Full-stack evaluation of Machine Learning inference workloads for RISC-V systems
Debjyoti Bhattacharjee, Anmol, Tommaso Marinelli, Karan Pathak, Peter Kourzanov
TL;DR
The paper addresses the challenge of evaluating ML inference workloads on RISC-V using architectural simulation. It employs the gem5 full-system simulator with an MLIR/IREE-based compilation flow to map diverse DL models to a baseline rv64gc processor and benchmarks a broad set of ML workloads. Key contributions include a reproducible cross-platform benchmarking framework, performance insights such as up to 5.22x speedups when switching from Minor to O3 cores, and identification of memory-bound characteristics and vector-instruction issues in early gem5. The work highlights current simulator limitations and outlines concrete future directions (MLPerf benchmarks, Zephyr POSIX layer, and FPGA-based validation) to advance RISC-V hardware-software co-design. This has practical impact for researchers and designers aiming to evaluate and refine ML inference workloads on RISC-V architectures.
Abstract
Architectural simulators hold a vital role in RISC-V research, providing a crucial platform for workload evaluation without the need for costly physical prototypes. They serve as a dynamic environment for exploring innovative architectural concepts, enabling swift iteration and thorough analysis of performance metrics. As deep learning algorithms become increasingly pervasive, it is essential to benchmark new architectures with machine learning workloads. The diverse computational kernels used in deep learning algorithms highlight the necessity for a comprehensive compilation toolchain to map to target hardware platforms.

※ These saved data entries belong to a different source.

PR #4815, opened 2025-12-05
Add to the table description for core_eia861__yearly_operational_data_*

krivard:
# Overview

Working on #4797.

_misc is the popular one but just about everything for _misc also applies to _revenue so I did both.

## What did you change?

* Added new primary keys for _misc and _revenue! these are possible now because @aesharpe fixed 88888
* Added the respective schedules as source annotations 
* Added a blurb about the 88888 redactions
* Added redaction warning
* Added imputation warning for _misc only
* Unforch not much more information seems to be available about these tables 😢 

## Documentation

# Testing

## To-do list

### DIFF
--- a/migrations/versions/f0b14d612162_.py
+++ b/migrations/versions/f0b14d612162_.py
@@ -1,0 +1,24 @@
+"""empty message
+
+Revision ID: f0b14d612162
+Revises: 7d9ec620e804, d4f6362326cc
+Create Date: 2025-12-11 13:08:01.120144
+
+"""
+from alembic import op
+import sqlalchemy as sa
+
+
+# revision identifiers, used by Alembic.
+revision = 'f0b14d612162'
+down_revision = ('7d9ec620e804', 'd4f6362326cc')
+branch_labels = None
+depends_on = None
+
+
+def upgrade() -> None:
+    pass
+
+
+def downgrade() -> None:
+    pass


migrations/versions/fc84478c36f8_add_pk_to_861_yearly_operational_data.py
```diff
@@ -0,0 +1,108 @@
...
+               existing_type=sa.INTEGER(),
+               nullable=True)
+        batch_op.alter_column('report_date',
+               existing_type=sa.DATE(),
+               nullable=True)
+        batch_op.alter_column('nerc_region',
+               existing_type=sa.VARCHAR(length=9),
+               nullable=True)
+
+    op.create_table('_alembic_tmp_core_eia861__yearly_operational_data_',
```
krivard: What is this table and do I need to be concerned that alembic is messing with it?

src/pudl/metadata/resources/eia861.py
```diff
@@ -581,12 +586,19 @@
...
-                """Sources include: net generation
+                f"""Sources include: net generation
 purchases from electricity suppliers, exchanges received, exchanges delivered, exchanges
 net, wheeled received, wheeled delivered, wheeled net, transmission by others, and
-losses."""
+losses.
+
+{EIA861_88888}
+
+Rows where ``data_observed`` is False were labeled as imputed in the raw EIA data.
```
aesharpe, line 593: Do we know more about how they were imputed or what that means?

src/pudl/metadata/resources/eia861.py
```diff
@@ -581,12 +586,19 @@
...
         "description": {
             "additional_summary_text": "megawatt hours (MWH) for all a utility's sources of electricity and disposition of electricity listed.",
+            "additional_source_text": "(Schedule 2B)",
             "additional_details_text": (
-                """Sources include: net generation
+                f"""Sources include: net generation
 purchases from electricity suppliers, exchanges received, exchanges delivered, exchanges
 net, wheeled received, wheeled delivered, wheeled net, transmission by others, and
-losses."""
+losses.
```
aesharpe: I'm not 100% what "sources" means here

aesharpe (changes requested):
Just a couple clarifications

src/pudl/metadata/resources/eia861.py
krivard: I assumed the same as the "sources" in "megawatt hours (MWH) for all a utility's sources of electricity and disposition of electricity listed" from the summary. No?

src/pudl/metadata/resources/eia861.py
krivard: Alas, no.

The imputation column in this table is from the Operational Data file from the EIA, which contains a column 

> Data Type
> O = Observed
> I = Imputed

with no additional notes. In the file for 2024, all entries read "O" and none have "I". In `core_eia861__yearly_operational_data_misc` there are only 195 rows (of ~64k) where `data_observed` is false: 179 in 2004 and 16 in 2005; no utility in that list has more than 2 imputed values, and none more than 25% imputed values.

The EIA website mentions imputation in the context of [Net Metering](https://www.eia.gov/electricity/data/eia861/#:~:text=AC.%20For%20other%20energy%20sources%2C%20we%20have%20not%20established-,imputation,-procedures.) and [Non-Net Metering Distributed](https://www.eia.gov/electricity/data/eia861/#:~:text=schedule.%20For%20other%20energy%20sources%2C%20we%20have%20not%20established-,imputation,-procedures.), but there are no imputation columns in the Net Metering or Non-Net Metering Distributed files from the EIA.

Schedule 2B of the Form 861 ("Energy sources and disposition") makes no mention of imputation. Neither does Schedule 7A "Net metering" or Schedule 7B "Non net-metering distributed". The Form 861 instructions PDF makes no mention of imputation either. Would an addition like this help?


```suggestion
Rows where ``data_observed`` is False were labeled as imputed in the raw EIA data.
The EIA documentation does not specify what imputation applies to operational data,
only net metering and non net-metering distributed data. Less than 1% of rows are
labeled as imputed, all of which occur in 2004 or 2005. Imputed rows make up no
more than 25% of the rows for any utility.
```

aesharpe: That looks great!!

src/pudl/metadata/resources/eia861.py
aesharpe: Ahh ok, it makes more sense after reading it a few times / googling what disposition means from the prior sentence. But I wonder if it makes sense to include these sources in this section when they are essentially just the column names. The sales columns are left out of this list as well--was that intentional? Maybe we could just leave this section blank and let the columns do the talking.

Also, I think the "additional_summary_text" could probably benefit from a slight re-word. It was probably copied and pasted strait from EIA, but "megawatt hours (MWH) for all a utility's sources of electricity and disposition of electricity listed" is a little difficult to grasp. Maybe: "megawatt hours (MWH) for the sources and disposition of a utility's electricity." Just a little less clunky.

This study evaluates the performance of a wide array of machine learning workloads on RISC-V architectures using gem5, an open-source architectural simulator. Leveraging an open-source compilation toolchain based on Multi-Level Intermediate Representation (MLIR), the research presents benchmarking results specifically focused on deep learning inference workloads. Additionally, the study sheds light on current limitations of gem5 when simulating RISC-V architectures, offering insights for future development and refinement.